=== ABOUT THIS TASK ===
What you give back should be exactly the opening lines of the data, ending with the line that contains "classifier.** It imports" and including it.

[Stored data entries]
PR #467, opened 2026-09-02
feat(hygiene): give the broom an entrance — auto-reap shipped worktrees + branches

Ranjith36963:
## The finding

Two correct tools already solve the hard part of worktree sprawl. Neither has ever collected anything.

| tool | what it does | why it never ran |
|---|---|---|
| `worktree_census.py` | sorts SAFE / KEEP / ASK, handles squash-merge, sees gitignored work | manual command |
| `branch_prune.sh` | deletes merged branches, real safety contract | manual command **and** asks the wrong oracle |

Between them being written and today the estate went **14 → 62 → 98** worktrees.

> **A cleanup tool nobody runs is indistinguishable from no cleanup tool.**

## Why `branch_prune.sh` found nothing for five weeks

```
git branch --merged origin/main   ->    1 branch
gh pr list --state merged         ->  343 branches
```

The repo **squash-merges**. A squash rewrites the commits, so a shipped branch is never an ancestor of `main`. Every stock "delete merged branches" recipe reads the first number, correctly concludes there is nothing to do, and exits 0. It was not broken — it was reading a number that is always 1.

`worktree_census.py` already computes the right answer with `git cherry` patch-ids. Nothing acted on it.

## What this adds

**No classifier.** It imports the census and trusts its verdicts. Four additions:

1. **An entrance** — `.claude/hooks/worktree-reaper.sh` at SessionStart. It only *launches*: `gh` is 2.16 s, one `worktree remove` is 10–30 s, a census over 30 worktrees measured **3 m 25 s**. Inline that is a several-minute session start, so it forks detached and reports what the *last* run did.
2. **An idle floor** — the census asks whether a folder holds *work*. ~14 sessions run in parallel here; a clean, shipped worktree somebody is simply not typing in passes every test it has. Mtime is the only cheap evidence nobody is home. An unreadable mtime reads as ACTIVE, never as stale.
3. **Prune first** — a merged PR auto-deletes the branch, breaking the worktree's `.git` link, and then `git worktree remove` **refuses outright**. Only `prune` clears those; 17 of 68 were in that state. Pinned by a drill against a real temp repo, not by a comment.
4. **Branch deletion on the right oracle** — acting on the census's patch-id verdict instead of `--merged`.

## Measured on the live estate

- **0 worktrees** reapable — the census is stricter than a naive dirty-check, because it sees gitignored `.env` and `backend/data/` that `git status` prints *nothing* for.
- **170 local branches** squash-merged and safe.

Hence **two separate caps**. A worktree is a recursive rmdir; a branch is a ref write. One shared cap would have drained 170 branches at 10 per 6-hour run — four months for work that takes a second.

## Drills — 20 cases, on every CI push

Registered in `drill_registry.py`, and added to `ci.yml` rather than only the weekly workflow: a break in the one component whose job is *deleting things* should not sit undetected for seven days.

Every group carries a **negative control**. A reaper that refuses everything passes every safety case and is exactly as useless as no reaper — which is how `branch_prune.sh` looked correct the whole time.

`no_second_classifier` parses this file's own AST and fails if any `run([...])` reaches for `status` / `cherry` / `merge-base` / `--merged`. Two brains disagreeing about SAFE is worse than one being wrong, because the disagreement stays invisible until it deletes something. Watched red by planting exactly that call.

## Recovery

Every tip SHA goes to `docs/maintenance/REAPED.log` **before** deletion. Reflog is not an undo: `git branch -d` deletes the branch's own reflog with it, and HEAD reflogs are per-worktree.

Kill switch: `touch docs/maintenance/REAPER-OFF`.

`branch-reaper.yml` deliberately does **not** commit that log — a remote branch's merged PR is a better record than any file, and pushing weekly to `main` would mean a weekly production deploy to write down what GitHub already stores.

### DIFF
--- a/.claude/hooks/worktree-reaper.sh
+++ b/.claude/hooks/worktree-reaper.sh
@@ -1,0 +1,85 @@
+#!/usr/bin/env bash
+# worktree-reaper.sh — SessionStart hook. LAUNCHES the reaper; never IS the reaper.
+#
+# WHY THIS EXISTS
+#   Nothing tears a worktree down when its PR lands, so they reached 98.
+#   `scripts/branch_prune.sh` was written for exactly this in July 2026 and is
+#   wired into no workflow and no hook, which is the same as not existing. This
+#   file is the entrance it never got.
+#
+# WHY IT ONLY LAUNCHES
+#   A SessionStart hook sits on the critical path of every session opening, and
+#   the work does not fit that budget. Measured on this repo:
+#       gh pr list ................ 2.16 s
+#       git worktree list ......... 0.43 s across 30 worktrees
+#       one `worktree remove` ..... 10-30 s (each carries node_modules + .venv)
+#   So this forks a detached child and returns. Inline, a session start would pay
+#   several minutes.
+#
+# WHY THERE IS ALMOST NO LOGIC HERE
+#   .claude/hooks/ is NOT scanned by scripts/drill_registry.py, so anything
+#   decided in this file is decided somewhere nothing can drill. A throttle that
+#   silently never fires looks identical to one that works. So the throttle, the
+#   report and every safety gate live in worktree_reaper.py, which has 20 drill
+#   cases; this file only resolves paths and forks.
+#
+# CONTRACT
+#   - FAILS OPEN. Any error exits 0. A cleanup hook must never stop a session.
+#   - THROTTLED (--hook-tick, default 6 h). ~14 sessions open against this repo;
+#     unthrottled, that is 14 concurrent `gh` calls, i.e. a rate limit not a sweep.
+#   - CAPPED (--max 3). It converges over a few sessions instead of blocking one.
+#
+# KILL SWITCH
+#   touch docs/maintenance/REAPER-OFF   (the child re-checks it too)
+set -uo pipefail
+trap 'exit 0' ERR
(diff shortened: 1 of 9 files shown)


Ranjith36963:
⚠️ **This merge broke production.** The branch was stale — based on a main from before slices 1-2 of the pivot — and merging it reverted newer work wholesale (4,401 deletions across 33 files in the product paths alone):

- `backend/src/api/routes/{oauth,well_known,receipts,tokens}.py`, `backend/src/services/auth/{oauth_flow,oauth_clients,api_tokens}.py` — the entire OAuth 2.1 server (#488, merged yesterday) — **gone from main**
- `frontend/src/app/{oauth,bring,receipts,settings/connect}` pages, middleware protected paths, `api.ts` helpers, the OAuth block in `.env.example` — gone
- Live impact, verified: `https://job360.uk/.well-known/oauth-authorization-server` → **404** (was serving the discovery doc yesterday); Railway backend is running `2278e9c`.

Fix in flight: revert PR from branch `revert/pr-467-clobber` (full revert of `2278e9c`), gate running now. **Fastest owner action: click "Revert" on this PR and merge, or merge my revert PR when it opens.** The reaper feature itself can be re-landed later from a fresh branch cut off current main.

=== TASK RESULT ===
PR #467, opened 2026-09-02
feat(hygiene): give the broom an entrance — auto-reap shipped worktrees + branches

Ranjith36963:
## The finding

Two correct tools already solve the hard part of worktree sprawl. Neither has ever collected anything.

| tool | what it does | why it never ran |
|---|---|---|
| `worktree_census.py` | sorts SAFE / KEEP / ASK, handles squash-merge, sees gitignored work | manual command |
| `branch_prune.sh` | deletes merged branches, real safety contract | manual command **and** asks the wrong oracle |

Between them being written and today the estate went **14 → 62 → 98** worktrees.

> **A cleanup tool nobody runs is indistinguishable from no cleanup tool.**

## Why `branch_prune.sh` found nothing for five weeks

```
git branch --merged origin/main   ->    1 branch
gh pr list --state merged         ->  343 branches
```

The repo **squash-merges**. A squash rewrites the commits, so a shipped branch is never an ancestor of `main`. Every stock "delete merged branches" recipe reads the first number, correctly concludes there is nothing to do, and exits 0. It was not broken — it was reading a number that is always 1.

`worktree_census.py` already computes the right answer with `git cherry` patch-ids. Nothing acted on it.

## What this adds

**No classifier.** It imports the census and trusts its verdicts. Four additions:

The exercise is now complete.